Exercise materials section start

PR #1249, opened 2026-09-17
test(actions): direct tests for the idempotency identity-token helpers (#1233)

### LINKED ISSUE #1233: tests: the idempotency token helpers that carry the #365 double-effect fix have no direct test

abyyxhek:
## Description

Adds direct tests for the five public helpers in `continuum.actions.idempotency` that carry the ledger's defensive fallback: `identity_tokens`, `leaf_tokens`, `location_tokens`, `same_location` and `locations_agree`. These are the functions that recognise an already-recorded action when two attempts describe the same resource differently (a renamed argument field, a path re-rendered between sessions).

`tests/test_action_ledger.py` exercises the fallback end to end, so the helpers were covered indirectly, but the invariants their docstrings state were asserted only in prose. This PR asserts them directly, so a change to one half of the pair is caught by the suite rather than by a reader noticing a comment no longer matches the code.

The `#365` case is the load-bearing one and gets a named test: `/tenants/acme/report.csv` and `/tenants/globex/report.csv` share every leaf, so leaf comparison alone matched them and globex was never notified. `location_tokens` is what distinguishes them, and the ledger requires `locations_agree` before accepting a leaf-level match. To confirm the new tests actually catch that regression, I temporarily reverted `location_tokens` to the pre-#365 behaviour (returning an empty set); four tests failed, including the dedicated `#365` test. The source was then restored and the file re-verified clean.

`tests/test_idempotency_tokens.py` (25 tests) covers: the leaf/location partition and a hypothesis property over generated arguments; the path-drift case (`/data/invoices/INV-5.pdf` vs `invoices/INV-5.pdf`); the `#365` disagreement; suffix-not-equality location comparison; separator-agnostic and empty-path handling; integer and `external_id` tokens; weak/stopword dropping; volatile-argument exclusion; and symmetry properties for both comparisons. Generated paths use a portable ascii vocabulary so the suite means the same thing on posix and Windows.

The documented test counts are re-synced to `~2,303 collected` / `~2,278 passed`, the 25 new tests, in `README.md`, `docs/CONTRIBUTING_ONBOARDING.md` and `CHANGELOG.md`. `tests/test_docs_counts.py` guards those three files against drift past a tolerance of 30, so a test-count change without a re-sync turns CI red.

No source or behaviour change.

## Related issues

Fixes #1233

## Types of changes

- Type: `tests`

## Breaking changes

No.

## How has this been tested?

Branched from `upstream/main` at `baf769d` (rebased mid-work when upstream advanced five commits; the branch is one commit ahead and contains no merges). Windows 11, Python 3.11.15, editable `.[dev]` install.

```
pytest tests/test_idempotency_tokens.py tests/test_docs_counts.py -q   # 28 passed
pytest -q                                                              # full suite, exit 0
pytest --collect-only -q                                               # 2,303 collected
ruff check src/ tests/ examples/                                       # All checks passed!
ruff format --check src/ tests/ examples/                              # 319 files already formatted
mypy src/continuum                                                     # no issues found in 127 source files
git diff --check                                                       # clean
```

Regression check: with `location_tokens` temporarily reverted to the pre-#365 behaviour, `test_leaf_and_location_tokens_partition_the_set`, `test_partition_holds_for_generated_arguments`, `test_leaf_tokens_reach_a_path_through_its_basename` and `test_same_named_files_in_different_directories_disagree` fail. Source restored before commit.

The full suite was run three times during development (before the rebase, and twice after), each exiting 0 with no failures.

## Checklist

## Additional context

The count re-sync is included because the guard compares a live `pytest --collect-only` against the three documented figures with a tolerance of 30; the 25 new tests would otherwise drift past it. The passed/skipped split is kept internally consistent (`~2,278 passed`, `~25 skipped`). The `161 test files` figure in the README is not re-synced here: it is already stale on `main` and is tracked separately by #1068.

## Summary by CodeRabbit

* **Documentation**
  * Updated reported test totals across the README, changelog, and contributor onboarding guide: approximately 2,303 tests collected, including 2,278 passed and 25 skipped.
  * Corrected the project overview’s test count to match the latest suite size.

* **Tests**
  * Added comprehensive coverage for idempotency token and location-comparison behavior, including nested inputs, path variations, excluded values, and edge cases.


Cyrax321 (approved):
Thank you for contributing to Continuum, @abyyxhek. This adds direct tests for the five public idempotency helpers behind the ledger fallback for #1233, asserting the docstring invariants that were previously covered only indirectly through the ledger end to end tests.

I reviewed the new test module and the count re-sync, and I checked CI: the full matrix across all three platforms plus Postgres plus lint is green, with no bot findings. The mutation check is the strongest evidence here: reverting location_tokens to its pre #365 behavior fails four tests including the dedicated tenant path case, so the suite genuinely pins the regression. No blocking issues found. LGTM, marking this as ready to pull. Thank you again for verifying the tests catch what they claim to.

abyyxhek:
Closing as superseded — the maintainer landed the same coverage in #1248 (b97256d, merged), which is already on main. Thanks for the review nudge; no rebase will make this branch add anything beyond what main has now.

Exercise materials section end

• [Exercise requirements]:
Search the data above for the word "drift" and show every line that has it.

• [Solution for this problem]:
`tests/test_idempotency_tokens.py` (25 tests) covers: the leaf/location partition and a hypothesis property over generated arguments; the path-drift case (`/data/invoices/INV-5.pdf` vs `invoices/INV-5.pdf`); the `#365` disagreement; suffix-not-equality location comparison; separator-agnostic and empty-path handling; integer and `external_id` tokens; weak/stopword dropping; volatile-argument exclusion; and symmetry properties for both comparisons. Generated paths use a portable ascii vocabulary so the suite means the same thing on posix and Windows.
The documented test counts are re-synced to `~2,303 collected` / `~2,278 passed`, the 25 new tests, in `README.md`, `docs/CONTRIBUTING_ONBOARDING.md` and `CHANGELOG.md`. `tests/test_docs_counts.py` guards those three files against drift past a tolerance of 30, so a test-count change without a re-sync turns CI red.
The count re-sync is included because the guard compares a live `pytest --collect-only` against the three documented figures with a tolerance of 30; the 25 new tests would otherwise drift past it. The passed/skipped split is kept internally consistent (`~2,278 passed`, `~25 skipped`). The `161 test files` figure in the README is not re-synced here: it is already stale on `main` and is tracked separately by #1068.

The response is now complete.